[[ DATA PROVIDED open ]]

PR #2595, opened 2023-08-16
[tf] fix for python dll loading order

pmolodo:
### Description of Change(s)

Tf uses `WindowsImportWrapper` to add directories on the `PATH` to the list of allowable directories to find .dll files, so python modules relying on finding .dlls on the `PATH` will continue to work.

However, it seems that `os.add_dll_directory` works in a "most recently added wins" manner, so we need to reverse the order that we call it for entries on the `PATH`.

### Fixes Issue(s)
- Errors loading incorrect dlls if order of entries on PATH matters

### DIFF
--- a/pxr/base/tf/CMakeLists.txt
+++ b/pxr/base/tf/CMakeLists.txt
@@ -8,6 +8,101 @@ if(WIN32)
     set(WINLIBS Shlwapi.lib)
 endif()
 
+# Add a test that WindowsImportWrapper adds entries on the PATH in the correct order, to ensure
+# that the correct dlls needed by python modules are loaded
+function(add_py_dll_link_test)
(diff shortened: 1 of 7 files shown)


jesschimein:
Filed as internal issue #USD-8593

pmolodo:
Hi - if this PR seems a bit bulky, the vast majority is an added test for correct PATH ordering, which was a bit tricky to get right.

The functional change is a single line (really, a single additional call to `reversed()`):

https://github.com/PixarAnimationStudios/OpenUSD/pull/2595/files#diff-78e4c3d1f9dc10a8e04395293a5f6fb8d46d3ac9d7123a0e1b3ee7867e7a003eR57

I'm ok with dropping the test if the test seems too bulky...

PR #2596, opened 2023-08-16
Cylinders and Capsules with two radii

eoineoineoin:
### Description of Change(s)

Adds a new schema version of Cylinder and Capsule, which accept different radii for each end. (Some discussion at https://groups.google.com/g/usd-interest/c/zC7wYK7wN-Y/m/PZoEiEkXAgAJ) This allows construction of tapered capsules and conic sections.

Uses schema versioning to add a Cylinder_1 as well as a Capsule_1; as such, most of the code in this PR is auto-generated. However, in addition to adding these types, adds some additional fixes:

1. Adds an "includeSchemaFamily" option to the usdImaging pluginInfo.json, to allow one adapter to be used to render multiple different schema versions (25889c439cec28709a4a19c0fe3d8c7ebbe095ca)
2. Default values used by implicit surface generator were inconsistent with the values specified in the schema (62acf3867437a89709fadeb8f4379e67a3d0c396)
3. Capsule mesh generator now generates a continuous surface between the end caps and the conical section. (1370773fd065ae53790710df6d321211403ba722)

Along the way, I split the HdCapsuleSchema and HdCylinderSchema into two classes (HdCapsule_1Schema and HdCylinder_1Schema) - though the two schema versions are very similar, it felt like there was limited overlap between the "version 0" and "version 1" to enable effective code re-use, particularly in the `Builder` interface. Am aware the schema versioning is quite new though, so expect some teething issues like this - open to ideas on how this could be organized better.

### Fixes Issue(s)
-

Am seeing some failures on my machine; comparing reference images, they appear unrelated to these changes; some line-drawing aliasing appears different as well as some textures have failed to load.


jesschimein:
Filed as internal issue #USD-8594

PR #2604, opened 2023-08-17
[sdrOsl] Support building plugin against OSL builds that use Imath

nrusch:
### Description of Change(s)

Simple change to fix the build of the `sdrOsl` plugin when using an OSL build that depends on `Imath` rather than `IlmBase`.

The changes use the same pattern as the `hioOiio` plugin build.

### Fixes Issue(s)
-


jesschimein:
Filed as internal issue #USD-8600

PR #2607, opened 2023-08-20
VisualStudio finding failure bugfix

AndrewChan2022:
### Description of Change(s)

Bug fix for VisualStudio finding failure of build script.

### Fixes Issue(s)
- VisualStudio finding fail if user not set environment variable, and most users will not set it by default.
- When VisualStudio finding fail but clang or g++ installed, CMake use MSBuild but build option is -j cpu_count, and correct option should be /M:cpu_count

431 - testUsdZipFile (Failed)
677 - testUsdviewNavigationKeys (Failed)
693 - testUsdResolverExample (Failed)

I only change build script, not change the source code.

the 3 cases also failed before I change the script, with manually specified visual studio generator.

So the failure should unrelated to these changes.


meshula:
Hi Andrew, this PR is against release, rather than dev, that's why it's picking up so many other changes. Maybe try opening a new PR against dev?

AndrewChan2022:
Ok，thanks

PR #2608, opened 2023-08-21
fix VisualStudio find fail

AndrewChan2022:
### Description of Change(s)

Visual Studio finding will fail if user not set environment variable, which happened to most users.

And if clang or g++ was installed, build will continue with MSBuild but with -j cpu_count, not /M:cpu_cout. This makes users confused and don't known how to build.

This fix use CMake to find visual studio,  cmake use sophisticated approach to find visual studio.

A python implement of this sophisticated finding algorithm also provided on my github [PyVisualStudioSetupConfiguration](https://github.com/AndrewChan2022/PyVisualStudioSetupConfiguration), but I think it is unnecessary, cmake should be good enough.

### Fixes Issue(s)
- Visual Studio finding fails

431 - testUsdZipFile (Failed)
677 - testUsdviewNavigationKeys (Failed)
693 - testUsdResolverExample (Failed)

the 3 cases also failed before my change, should unrelated to this change.

### DIFF
--- a/build_scripts/build_usd.py
+++ b/build_scripts/build_usd.py
@@ -116,7 +116,8 @@ def GetXcodeDeveloperDirectory():
 def GetVisualStudioCompilerAndVersion():
     """Returns a tuple containing the path to the Visual Studio compiler
     and a tuple for its version, e.g. (14, 0). If the compiler is not found
-    or version number cannot be determined, returns None."""
+    or version number cannot be determined, returns None.
+    NOTE: path possibly to be None, please don't depend on it"""
     if not Windows():
         return None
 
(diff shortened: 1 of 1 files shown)


jesschimein:
Filed as internal issue #USD-8603

sunyab:
@AndrewChan2022 Thank you for this PR. However, I believe the `VisualStudioVersion` env var is set automatically when using the Visual Studio developer command prompt as noted in our [README.md](https://github.com/PixarAnimationStudios/OpenUSD#windows). Alternatively, Visual Studio provides a vcvarsall.bat file for setting this environment up manually -- see [here](https://learn.microsoft.com/en-us/cpp/build/how-to-enable-a-64-bit-visual-cpp-toolset-on-the-command-line?view=msvc-170).

Are you using the VS command prompt? Or are you building in a different environment?

AndrewChan2022:
Sorry, I didn't read the document carefully so I missed the command.

And it is fine after running the command.

sunyab:
Good to hear! I'm going to close this PR out then, thanks!

PR #2609, opened 2023-08-21
Autodesk: Fix C4273 warning from Sdf_PathExpressionEvalBase

erikaharrison-adsk:
### Description of Change(s)

The declaration of the function Sdf_MakePathExpressionEvalImpl has SDF_API prefix, but when it is used as a friend function in Sdf_PathExpressionEvalBase, the SDF_APL prefix is missing. This will cause C4273 warning if this header is included in an external project. This small change fixes the warning.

[[ DATA PROVIDED closed ]]

TASK PROMPT
Transcribe the entries above word for word, from the first line through the line containing "PR #2596, opened 2023-08-16", and nothing else.

REPLY
PR #2595, opened 2023-08-16
[tf] fix for python dll loading order

pmolodo:
### Description of Change(s)

Tf uses `WindowsImportWrapper` to add directories on the `PATH` to the list of allowable directories to find .dll files, so python modules relying on finding .dlls on the `PATH` will continue to work.

However, it seems that `os.add_dll_directory` works in a "most recently added wins" manner, so we need to reverse the order that we call it for entries on the `PATH`.

### Fixes Issue(s)
- Errors loading incorrect dlls if order of entries on PATH matters

### DIFF
--- a/pxr/base/tf/CMakeLists.txt
+++ b/pxr/base/tf/CMakeLists.txt
@@ -8,6 +8,101 @@ if(WIN32)
     set(WINLIBS Shlwapi.lib)
 endif()
 
+# Add a test that WindowsImportWrapper adds entries on the PATH in the correct order, to ensure
+# that the correct dlls needed by python modules are loaded
+function(add_py_dll_link_test)
(diff shortened: 1 of 7 files shown)


jesschimein:
Filed as internal issue #USD-8593

pmolodo:
Hi - if this PR seems a bit bulky, the vast majority is an added test for correct PATH ordering, which was a bit tricky to get right.

The functional change is a single line (really, a single additional call to `reversed()`):

https://github.com/PixarAnimationStudios/OpenUSD/pull/2595/files#diff-78e4c3d1f9dc10a8e04395293a5f6fb8d46d3ac9d7123a0e1b3ee7867e7a003eR57

I'm ok with dropping the test if the test seems too bulky...

PR #2596, opened 2023-08-16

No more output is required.